The lines you need are those holding the word "clubs"; pull them from the material.

*** The data ***

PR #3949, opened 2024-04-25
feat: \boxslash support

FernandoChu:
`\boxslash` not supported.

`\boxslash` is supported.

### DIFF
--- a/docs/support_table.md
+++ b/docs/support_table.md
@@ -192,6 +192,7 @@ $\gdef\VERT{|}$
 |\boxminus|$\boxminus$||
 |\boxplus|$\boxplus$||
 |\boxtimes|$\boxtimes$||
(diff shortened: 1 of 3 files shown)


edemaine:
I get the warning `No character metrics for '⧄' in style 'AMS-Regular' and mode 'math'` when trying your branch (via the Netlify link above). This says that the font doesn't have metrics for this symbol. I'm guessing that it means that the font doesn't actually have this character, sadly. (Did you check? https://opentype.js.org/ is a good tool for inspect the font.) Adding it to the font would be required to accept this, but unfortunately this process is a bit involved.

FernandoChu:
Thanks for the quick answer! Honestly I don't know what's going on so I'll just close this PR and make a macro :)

*** End of The data ***
*** The data ***

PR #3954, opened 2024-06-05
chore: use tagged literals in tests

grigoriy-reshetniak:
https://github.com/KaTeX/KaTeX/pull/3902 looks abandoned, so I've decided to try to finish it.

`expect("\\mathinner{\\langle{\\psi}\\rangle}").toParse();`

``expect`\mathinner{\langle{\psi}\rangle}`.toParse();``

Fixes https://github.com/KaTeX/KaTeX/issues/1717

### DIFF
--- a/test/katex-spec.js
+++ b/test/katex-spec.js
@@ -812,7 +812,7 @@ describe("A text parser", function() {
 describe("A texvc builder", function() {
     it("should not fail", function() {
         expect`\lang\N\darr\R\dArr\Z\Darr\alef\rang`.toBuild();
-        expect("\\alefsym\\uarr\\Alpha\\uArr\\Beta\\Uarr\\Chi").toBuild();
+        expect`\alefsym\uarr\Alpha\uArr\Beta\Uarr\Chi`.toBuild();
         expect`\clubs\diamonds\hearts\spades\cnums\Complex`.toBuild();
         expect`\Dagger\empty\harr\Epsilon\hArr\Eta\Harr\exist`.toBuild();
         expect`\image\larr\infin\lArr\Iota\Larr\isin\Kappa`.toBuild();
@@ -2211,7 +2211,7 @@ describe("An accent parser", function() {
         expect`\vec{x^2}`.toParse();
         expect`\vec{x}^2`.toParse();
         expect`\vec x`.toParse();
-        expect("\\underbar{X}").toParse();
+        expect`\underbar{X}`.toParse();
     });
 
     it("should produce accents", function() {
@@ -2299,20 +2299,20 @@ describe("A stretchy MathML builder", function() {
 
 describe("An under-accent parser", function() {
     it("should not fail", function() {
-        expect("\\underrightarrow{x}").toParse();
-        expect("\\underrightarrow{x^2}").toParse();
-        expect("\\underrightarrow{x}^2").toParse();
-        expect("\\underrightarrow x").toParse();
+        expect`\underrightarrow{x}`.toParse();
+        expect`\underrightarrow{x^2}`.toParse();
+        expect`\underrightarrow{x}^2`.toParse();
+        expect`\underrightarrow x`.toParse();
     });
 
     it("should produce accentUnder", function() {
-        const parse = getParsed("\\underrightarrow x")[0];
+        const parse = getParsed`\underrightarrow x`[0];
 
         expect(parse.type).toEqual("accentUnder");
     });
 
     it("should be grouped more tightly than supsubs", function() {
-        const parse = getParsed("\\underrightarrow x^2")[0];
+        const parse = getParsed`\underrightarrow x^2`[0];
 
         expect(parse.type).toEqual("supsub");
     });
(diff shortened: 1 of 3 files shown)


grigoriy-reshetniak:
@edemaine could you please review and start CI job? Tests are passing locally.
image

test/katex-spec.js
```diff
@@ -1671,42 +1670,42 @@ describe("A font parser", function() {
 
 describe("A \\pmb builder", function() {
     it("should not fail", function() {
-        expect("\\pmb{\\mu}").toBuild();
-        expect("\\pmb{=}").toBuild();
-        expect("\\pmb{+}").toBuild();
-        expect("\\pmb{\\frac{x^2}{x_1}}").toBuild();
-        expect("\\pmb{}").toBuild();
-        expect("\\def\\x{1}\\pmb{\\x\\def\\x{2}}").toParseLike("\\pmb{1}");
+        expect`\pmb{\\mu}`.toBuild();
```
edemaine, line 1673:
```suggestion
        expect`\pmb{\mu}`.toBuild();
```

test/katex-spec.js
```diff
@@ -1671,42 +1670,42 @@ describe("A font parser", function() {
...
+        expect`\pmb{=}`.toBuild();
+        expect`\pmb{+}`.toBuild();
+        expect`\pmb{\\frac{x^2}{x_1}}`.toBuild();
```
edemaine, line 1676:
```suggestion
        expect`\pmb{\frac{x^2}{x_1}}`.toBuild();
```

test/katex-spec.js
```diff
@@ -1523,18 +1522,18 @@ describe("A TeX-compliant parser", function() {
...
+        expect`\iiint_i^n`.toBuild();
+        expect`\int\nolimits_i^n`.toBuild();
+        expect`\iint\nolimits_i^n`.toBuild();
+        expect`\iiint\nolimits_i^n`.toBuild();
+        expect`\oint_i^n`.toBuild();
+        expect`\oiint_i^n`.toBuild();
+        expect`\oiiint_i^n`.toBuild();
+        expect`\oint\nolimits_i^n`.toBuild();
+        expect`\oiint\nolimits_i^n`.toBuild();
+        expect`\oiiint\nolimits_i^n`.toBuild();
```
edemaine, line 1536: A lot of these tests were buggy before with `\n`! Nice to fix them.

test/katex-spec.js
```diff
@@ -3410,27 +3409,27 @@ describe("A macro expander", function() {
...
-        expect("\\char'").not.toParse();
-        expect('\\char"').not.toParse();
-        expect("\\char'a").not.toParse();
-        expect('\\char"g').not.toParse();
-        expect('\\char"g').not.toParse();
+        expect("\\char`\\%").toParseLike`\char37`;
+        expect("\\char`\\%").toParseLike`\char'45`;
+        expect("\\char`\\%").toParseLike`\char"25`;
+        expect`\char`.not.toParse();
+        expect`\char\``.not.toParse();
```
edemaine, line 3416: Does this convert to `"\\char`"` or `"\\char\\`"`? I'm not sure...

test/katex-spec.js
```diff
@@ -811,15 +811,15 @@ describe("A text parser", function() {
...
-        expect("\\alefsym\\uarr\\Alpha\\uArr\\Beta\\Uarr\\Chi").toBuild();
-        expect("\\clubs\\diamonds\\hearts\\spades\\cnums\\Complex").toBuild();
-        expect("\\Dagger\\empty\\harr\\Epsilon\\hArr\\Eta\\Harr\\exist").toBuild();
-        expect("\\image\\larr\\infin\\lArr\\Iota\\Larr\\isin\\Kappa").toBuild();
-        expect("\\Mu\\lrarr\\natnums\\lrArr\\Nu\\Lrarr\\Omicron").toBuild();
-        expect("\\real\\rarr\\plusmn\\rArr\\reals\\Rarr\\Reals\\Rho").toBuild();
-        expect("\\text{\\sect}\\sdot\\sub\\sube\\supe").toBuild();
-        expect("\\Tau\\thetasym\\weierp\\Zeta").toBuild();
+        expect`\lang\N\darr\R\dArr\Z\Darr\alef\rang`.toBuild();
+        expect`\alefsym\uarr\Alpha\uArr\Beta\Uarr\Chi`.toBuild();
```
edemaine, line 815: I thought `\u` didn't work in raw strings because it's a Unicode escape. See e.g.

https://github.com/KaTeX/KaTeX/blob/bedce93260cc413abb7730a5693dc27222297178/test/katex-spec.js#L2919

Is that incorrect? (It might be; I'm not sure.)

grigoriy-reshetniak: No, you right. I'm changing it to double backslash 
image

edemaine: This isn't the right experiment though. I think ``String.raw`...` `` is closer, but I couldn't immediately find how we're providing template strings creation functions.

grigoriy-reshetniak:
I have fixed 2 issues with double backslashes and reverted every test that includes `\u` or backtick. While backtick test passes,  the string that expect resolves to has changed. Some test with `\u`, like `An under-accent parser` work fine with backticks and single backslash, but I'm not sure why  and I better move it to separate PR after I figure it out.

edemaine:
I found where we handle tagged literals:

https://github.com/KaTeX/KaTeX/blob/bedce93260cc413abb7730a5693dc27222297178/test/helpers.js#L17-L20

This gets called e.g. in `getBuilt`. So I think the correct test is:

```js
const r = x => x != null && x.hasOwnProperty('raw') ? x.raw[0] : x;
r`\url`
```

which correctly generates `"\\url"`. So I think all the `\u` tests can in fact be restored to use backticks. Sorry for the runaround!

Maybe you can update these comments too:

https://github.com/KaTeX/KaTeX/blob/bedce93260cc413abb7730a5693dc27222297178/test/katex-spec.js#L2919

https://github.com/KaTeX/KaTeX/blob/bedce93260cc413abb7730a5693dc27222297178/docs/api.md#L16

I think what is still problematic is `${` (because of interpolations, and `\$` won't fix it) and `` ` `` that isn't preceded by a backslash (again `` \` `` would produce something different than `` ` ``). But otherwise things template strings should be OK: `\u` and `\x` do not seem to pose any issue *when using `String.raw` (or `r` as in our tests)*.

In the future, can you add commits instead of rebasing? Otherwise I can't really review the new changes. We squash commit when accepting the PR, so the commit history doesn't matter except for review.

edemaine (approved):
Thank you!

*** End of The data ***

--- Result for this task ---
         expect`\clubs\diamonds\hearts\spades\cnums\Complex`.toBuild();
-        expect("\\clubs\\diamonds\\hearts\\spades\\cnums\\Complex").toBuild();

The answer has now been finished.